When drilling a well, whether it be through the use of overbalanced, balanced or underbalanced drilling techniques, pressurized drilling fluid returns must be extracted from the well and treated for purposes of separating, recycling, processing or otherwise disposing of the fluids and their constituent parts. Depending upon the nature of the drilling process being utilized and the geology through which the well is drilled, the drilling fluid returns may include a wide variety of solid, liquid and gas components, such as oil, water, rock particulates, natural gas and other hydrocarbon gases, etc. Regardless of the particular drilling operation, the drilling fluid returns extracted from a well can be at a relatively high pressure when compared to atmospheric conditions. The composition and pressure of the returns therefore necessitate that they be treated and separated before further use or disposal.
To date others have suggested a wide variety of different techniques and devices that may be used to treat pressurized drilling fluid returns. Such devices function to varying degrees of efficiency and, to a large extent, have their own specific advantages and disadvantages.
In spite of the various and different techniques that have been proposed for treating pressurized drilling fluid returns, prior devices and methods continue to suffer from a number of common and inherent limitations that severely effect their application, efficient operation, and cost. For example, in a closed high pressure separation system a significant problem that is commonly faced is one of erosion of parts of the system. This occurs when solid particles, in combination with gases and liquids, contact system components as they are propelled and travel through various piping and pressure vessels. The incidence and rate of erosion is accelerated by disturbances in flow patterns that may be caused by changes in flow area and direction, or through passage through valves, orifices or similar structures that cause pressure drops. Typically erosion will be most dramatic directly downstream of such a disturbance. Where high pressure drilling fluid returns are being processed and separated, erosion of piping or other structural elements can present a significant safety concern due to the potential for ruptures or failures of eroded parts. Erosion has the affect of significantly adding to the cost of a treatment system for pressurized drilling fluid returns due to the necessity for increased replacement of damaged components, and due to increased down-time when such components must be replaced.
A second limitation of presently known treatment systems concerns the inability to effectively and economically deal with high volumes of gas separated from drilling returns. In most instances separated gas returns cannot be easily stored, and are usually at a lower pressures than production or sales pipelines. For this reason the separated gases are most often sent to flare. Flaring the gas is economically wasteful and environmentally undesirable.

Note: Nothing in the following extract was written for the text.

PR #1261, opened 2022-08-22
Iteratively run SimplificationPipeline until code optimization converges

Vremold:
This PR is proposed to solve the problem below.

If low pressure gas is recovered from a separator, it must be sent to a gas compression system to increase its pressure to pipeline or process pressures, thereby adding to both capital and operating expense.
To combat situations where a large volume of gas is expelled from a well (for example when drilling through high deliverability gas zones) prior art systems and devices are typically constructed with a size and capacity that far exceeds the normal daily output from the well. This practice presents yet a third significant limitation under the prior art as over sizing separation devices in such a manner adds to the capital and operating costs of land based drilling systems. In addition, the sheer size and weight of such prior art systems in many cases also severely limits their application to offshore drilling projects.
Further, prior methods of treating drilling returns often involve monitoring liquid levels upstream of the choke that feeds a primary separation vessel as a means of regulating gas flow through the system. However, where the well expels a large quantity of liquid at one time (referred to as a liquid slug) such liquid monitoring methods are typically overloaded and fail, resulting in a liquid carryover into the gas stream. In addition, once again the size of such currently used systems results in increased costs and limited application in offshore drilling.